PR #30, opened 2016-05-29
Homework cc

cc-catch:
test & initial scratch

### DIFF
--- a/course3/homework-string/CMakeLists.txt
+++ b/course3/homework-string/CMakeLists.txt
@@ -1,0 +1,9 @@
+project(MyString)
+
+cmake_minimum_required(VERSION 2.8)
+
+set(CMAKE_CXX_FLAGS_DEBUG "${CMAKE_CXX_FLAGS_DEBUG} -g -Wall -std=c++14")
+set(CMAKE_CXX_FLAGS "${CMAKE_CXX_FLAGS} -Wall -g -std=c++14")
+
+set(SOURCES test.cc my_string.cpp my_string.h)
+add_executable(stringtest ${SOURCES})
--- a/course3/homework-string/my_string.cpp
+++ b/course3/homework-string/my_string.cpp
@@ -1,0 +1,175 @@
+#include "my_string.h"
+#include <memory>
+
+        MyString::MyString()
+        {
+            mBuffer=nullptr;
+        }
+
+        MyString::MyString(const char* other)
+        {
+            mBuffer = std::make_unique<char[]>(std::strlen(other) + 1);
+            std::strcpy(mBuffer.get(), other);
+        }
+
+        MyString::MyString(const MyString& other)
+        {
+            mBuffer = std::make_unique<char[]>(other.size() + 1);
+            std::strcpy(mBuffer.get(), other.mBuffer.get());
+        }
+
+        std::size_t MyString::size() const
+        {
+            if(!mBuffer)
+                return 0;
+
+            return std::strlen(mBuffer.get());
+        }
+
+        bool MyString::empty() const
+        {
+            return mBuffer == nullptr || mBuffer.get()[0] == 0;
+        }
+
+        char MyString::operator[](std::size_t index) const
+        {
+            return mBuffer.get()[index];
+        }
+        char& MyString::operator[](std::size_t index)
+        {
+            return mBuffer.get()[index];
+        }
+
+        bool MyString::operator==(const MyString& other) const
+        {
+            if(this->empty() && other.empty())
+                //TODO: this is not completely right just yet. we need nullptr checks for later on.
+                return true;
+
+            return std::strcmp(mBuffer.get(), other.mBuffer.get()) == 0;
+        }
+        bool MyString::operator!=(const MyString& other) const
+        {
+            return !(*this==other);
+        }
+
+        MyString& MyString::operator=(const MyString& other)
+        {
+            if(!other.mBuffer)
+            {
+                clearBuffer();
+            }
+            else
+            {
+                auto newSize = other.size() + 1;
+                auto newBuffer = std::make_unique<char[]>(newSize);
+                std::strcpy(newBuffer.get(), other.mBuffer.get());
+                mBuffer.swap(newBuffer);
+            }
+
+            return *this;
+        }
+
+        MyString& MyString::operator=(const char* other)
+        {
+            if(other == nullptr)
+            {
+                clearBuffer();
+            }
+            else
+            {
+                auto newSize =std::strlen(other) + 1;
+                auto newBuffer = std::make_unique<char[]>(newSize);
+
+                std::strcpy(newBuffer.get(), other);
+                mBuffer.swap(newBuffer);
+            }
+
+            return *this;
+        }
+
+        const char* MyString::c_str() const
+        {
+            if(!mBuffer)
+                return nullptr;
+
+            return mBuffer.get();
+        }
+
+        MyString& MyString::operator+=(const char* other)
+        {
+            if(other != nullptr && other[0] != '\0')
+            {
+                auto newSize = this->size() + std::strlen(other) + 1;
+                auto copyStartIndex = this->size();
+
+                auto newBuffer = std::make_unique<char[]>(newSize);
+                std::strcpy(newBuffer.get(), this->c_str());
+                std::strcpy(newBuffer.get() + copyStartIndex, other);
+
+                mBuffer.swap(newBuffer);
+            }
+
+            return *this;
+        }
+
+        MyString& MyString::operator+=(const MyString& other)
+        {
+            if(!other.empty())
+            {
+                auto newSize = this->size() + other.size() + 1;
+                auto copyStartIndex = this->size();
+
+                auto newBuffer = std::make_unique<char[]>(newSize);
+                std::strcpy(newBuffer.get(),this->c_str());
+                std::strcpy(newBuffer.get() + copyStartIndex, other.c_str());
+                mBuffer.swap(newBuffer);
+            }
+
+            return *this;
+        }
+
+        MyString MyString::operator+(const char* other) const
+        {
+            if(other == nullptr || other[0] == 0)
+            {
+                return MyString(*this);
+            }
+            else
+            {
+                auto newSize = this->size() + std::strlen(other) + 1;
+                auto copyStartIndex = this->size();
+                auto newBuffer = std::make_unique<char[]>(newSize);
+                std::strcpy(newBuffer.get(), mBuffer.get());
+                std::strcpy(newBuffer.get() + copyStartIndex, other);
+
+                auto result = MyString(newBuffer.get());
+                return result;
+            }
+        }
+
+        MyString MyString::operator+(const MyString& other) const
+        {
+            if(other.empty())
+            {
+                return MyString(*this);
+            }
+            else
+            {
+                auto newSize = this->size() + other.size() + 1;
+                auto copyStartIndex = this->size();
+
+                auto newBuffer = std::make_unique<char[]>(newSize);
+                std::strcpy(newBuffer.get(), mBuffer.get());
+                std::strcpy(newBuffer.get() + copyStartIndex, other.mBuffer.get());
+
+                return MyString(newBuffer.get());
+            }
+        }
+
+
+        void MyString::clearBuffer()
+        {
+            //TODO: what happens with the previous pointer?
+            mBuffer = nullptr;
+        }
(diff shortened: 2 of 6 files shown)


course3/homework-string/CMakeLists.txt
```diff
@@ -0,0 +1,9 @@
+project(MyString)
+
+cmake_minimum_required(VERSION 2.8)
+
+set(CMAKE_CXX_FLAGS_DEBUG "${CMAKE_CXX_FLAGS_DEBUG} -g -Wall -std=c++14")
```
maciekgajewski, line 5: Don't re-define CXX_FLAGS_DEBU, unless you are doing something fancy

course3/homework-string/CMakeLists.txt
```diff
@@ -0,0 +1,9 @@
...
+set(CMAKE_CXX_FLAGS "${CMAKE_CXX_FLAGS} -Wall -g -std=c++14")
```
maciekgajewski, line 6: Don't add '-g' to the default set of flags. CMake will add it by itself when you configure the project in debug mode.

course3/homework-string/CMakeLists.txt
```diff
@@ -0,0 +1,9 @@
+project(MyString)
+
+cmake_minimum_required(VERSION 2.8)
```
maciekgajewski, line 3: 2.8 is ancient, go for 3.0

course3/homework-string/CMakeLists.txt
```diff
@@ -0,0 +1,9 @@
...
+
+set(CMAKE_CXX_FLAGS_DEBUG "${CMAKE_CXX_FLAGS_DEBUG} -g -Wall -std=c++14")
+set(CMAKE_CXX_FLAGS "${CMAKE_CXX_FLAGS} -Wall -g -std=c++14")
+
+set(SOURCES test.cc my_string.cpp my_string.h)
+add_executable(stringtest ${SOURCES})
```
maciekgajewski, line 9: Why the variable? Doing it all with one command would be cleaner.

course3/homework-string/my_string.cpp
```diff
@@ -0,0 +1,209 @@
+#include "my_string.h"
+#include <memory>
+
+        MyString::MyString()
```
maciekgajewski, line 4: Why indenting the entire file? This doesn't improve readability, only wastes significant portion of precious screen space.

course3/homework-string/my_string.h
```diff
@@ -1,6 +1,39 @@
-#pragma once
+#ifndef MY_STRING_H
```
maciekgajewski, line 1: What's wrong with `#pragma once`?

course3/homework-string/my_string.cpp
```diff
@@ -0,0 +1,209 @@
...
+        {
+            mBuffer=nullptr;
```
maciekgajewski, line 6: This doesn't do anything. The smart pointer is initialized to null if default-constructed.

course3/homework-string/my_string.cpp
```diff
@@ -0,0 +1,209 @@
...
+        MyString::MyString(const char* other)
+        {
+            mBuffer = std::make_unique<char[]>(std::strlen(other) + 1);
+            std::strcpy(mBuffer.get(), other);
+        }
+
+        MyString::MyString(const MyString& other)
+        {
+            mBuffer = std::make_unique<char[]>(other.size() + 1);
+            std::strcpy(mBuffer.get(), other.mBuffer.get());
```
maciekgajewski, line 18: And what if `other.mBuffer` is null?

course3/homework-string/my_string.cpp
```diff
@@ -0,0 +1,209 @@
...
+
+        MyString::MyString(const char* other)
+        {
+            mBuffer = std::make_unique<char[]>(std::strlen(other) + 1);
+            std::strcpy(mBuffer.get(), other);
+        }
+
+        MyString::MyString(const MyString& other)
+        {
+            mBuffer = std::make_unique<char[]>(other.size() + 1);
```
maciekgajewski, line 17: Does it make sense if `other` is empty?

course3/homework-string/my_string.cpp
```diff
@@ -0,0 +1,209 @@
...
+        {
+            if(!mBuffer)
+                return 0;
+
+            return std::strlen(mBuffer.get());
+        }
+
+        bool MyString::empty() const
+        {
+            return mBuffer == nullptr || mBuffer.get()[0] == 0;
```
maciekgajewski, line 31: or just `mBuffer[0]`

course3/homework-string/my_string.cpp
```diff
@@ -0,0 +1,209 @@
...
+            return mBuffer.get()[index];
+        }
+        char& MyString::operator[](std::size_t index)
+        {
+            return mBuffer.get()[index];
+        }
+
+        bool MyString::operator==(const MyString& other) const
+        {
+            if(this -> empty() && other.empty())
```
maciekgajewski, line 53: Style: this time you use `this->`, and in other methods you don't. Make your choice and stick to it.

course3/homework-string/my_string.cpp
```diff
@@ -0,0 +1,209 @@
...
+                //TODO: this is not completely right just yet. we need nullptr checks for later on.
```
maciekgajewski, line 54: Why? Which pointers can be null?

course3/homework-string/my_string.cpp
```diff
@@ -0,0 +1,209 @@
...
+            return std::strcmp(mBuffer.get(), other.mBuffer.get()) == 0;
+        }
+        bool MyString::operator!=(const MyString& other) const
+        {
+            return !(*this==other);
+        }
+
+        bool MyString::operator<(const MyString& other) const
+        {
+            if(this->empty() && other.empty())
```
maciekgajewski, line 66: is this test needed?

course3/homework-string/my_string.cpp
```diff
@@ -0,0 +1,209 @@
...
+                return true;
+
+            return std::strcmp(this->c_str(), other.c_str()) <= 0;
+        }
+
+        bool MyString::operator>(const MyString& other) const
+        {
+            if(this->empty() && other.empty())
```
maciekgajewski, line 82: There's no point implementing all the other operators, `<` and `==` are all you ever need, the rest you _could_ implement in terms of the two, but you wouldn't have to, because you could use Boost.Operators to do that for you.

http://www.boost.org/doc/libs/1_59_0/libs/utility/operators.htm

course3/homework-string/my_string.cpp
```diff
@@ -0,0 +1,209 @@
...
+                std::strcpy(newBuffer.get(), other.mBuffer.get());
+                mBuffer.swap(newBuffer);
+            }
+
+            return *this;
+        }
+
+        MyString& MyString::operator=(const char* other)
+        {
+            if(other == nullptr)
```
maciekgajewski, line 115: I think you could require to user to never provide null pointer as a param, and omit the check. Remember the "dont pay for what you are not using" principle

course3/homework-string/my_string.cpp
```diff
@@ -0,0 +1,209 @@
...
+            {
+                clearBuffer();
+            }
+            else
+            {
+                auto newSize =std::strlen(other) + 1;
+                auto newBuffer = std::make_unique<char[]>(newSize);
+
+                std::strcpy(newBuffer.get(), other);
+                mBuffer.swap(newBuffer);
```
maciekgajewski, line 125: `mBuffer = std::move(newBuffer)` would work in the same way, and the code would be cleaner to read.

course3/homework-string/my_string.cpp
```diff
@@ -0,0 +1,209 @@
...
+            }
+
+            return *this;
+        }
+
+        MyString& MyString::operator+=(const char* other)
+        {
+            if(other != nullptr && other[0] != '\0')
```
maciekgajewski, line 133: isn't this the same as `if(!other.empty())` ?

course3/homework-string/my_string.cpp
```diff
@@ -0,0 +1,209 @@
...
+            {
+                auto newSize = this->size() + other.size() + 1;
+                auto copyStartIndex = this->size();
+
+                auto newBuffer = std::make_unique<char[]>(newSize);
+                std::strcpy(newBuffer.get(), mBuffer.get());
+                std::strcpy(newBuffer.get() + copyStartIndex, other.mBuffer.get());
+
+                return MyString(newBuffer.get());
+            }
```
maciekgajewski, line 199: Lots of repeated code in the operators above. Couldn't it be factored out, or maybe one operator could be implemented in terms of another.

course3/homework-string/my_string.cpp
```diff
@@ -0,0 +1,209 @@
...
+        }
+
+
+        void MyString::clearBuffer()
+        {
+            //TODO: what happens with the previous pointer?
```
maciekgajewski, line 205: What "previous pointer" do you have in mind?

course3/homework-string/my_string.cpp
```diff
@@ -0,0 +1,209 @@
...
+            mBuffer = nullptr;
```
maciekgajewski, line 206: This is the same as `mBuffer.reset()`

course3/homework-string/my_string.cpp
```diff
@@ -0,0 +1,209 @@
...
+        }
```
maciekgajewski, line 207: Is there a point defining separate method just for this one operation?

course3/homework-string/my_string.h
```diff
@@ -1,6 +1,39 @@
...
+#define MY_STRING_H
+#include<iostream>
```
maciekgajewski, line 3: What are you using iostream for?

course3/homework-string/my_string.h
```diff
@@ -1,6 +1,39 @@
...
+#include<memory>
+#include<cstring>
```
maciekgajewski, line 5: You don't use cstring in this file

course3/homework-string/my_string.cpp
cc-catch, line 4: Fair. I must've messed something in qt creator.

course3/homework-string/my_string.h
cc-catch, line 1: Nothing actually. The remnant of creating the project as new in qt creator I guess.

course3/homework-string/my_string.cpp
cc-catch, line 6: Correct. Need to get used to the more non-verbose c++ style.

course3/homework-string/my_string.cpp
cc-catch, line 18: Then it's a bug :(

course3/homework-string/my_string.cpp
cc-catch, line 17: Best to reset it then, indeed. This works, but you're right.

course3/homework-string/my_string.cpp
cc-catch, line 54: I meant more like checking of the empty-ness is different

course3/homework-string/my_string.cpp
cc-catch, line 133: other is a const char\* here.

course3/homework-string/my_string.cpp
cc-catch, line 199: Yes. Tidying up stage coming. I still have some TODO's left as well

course3/homework-string/my_string.cpp
cc-catch, line 205: I meant the previous unique ptr. The comment is obsolete now - the previous value, if any, will go out of scope so it gets cleaned properly.

course3/homework-string/my_string.cpp
cc-catch, line 206: That's one thing I was missing :) I was trying to do all of this out of memory and now I'm revisiting the notes.

course3/homework-string/my_string.cpp
cc-catch, line 207: Not anymore. See my previous comment - I was trying to write the homework without the notes, and I couldn't remember how to clear the unique ptr. So I encapsulated it in a method until a later moment.

course3/homework-string/my_string.h
cc-catch, line 3: I used to have some std::cout for testing

course3/homework-string/my_string.cpp
maciekgajewski, line 133: ah yes, my bad

course3/homework-string/my_string.cpp
maciekgajewski, line 206: http://en.cppreference.com/w/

[TASK BRIEF]
I'd like the number of lines in the listing above that contain the string "just", and only the number.

[TASK OUTPUT]
4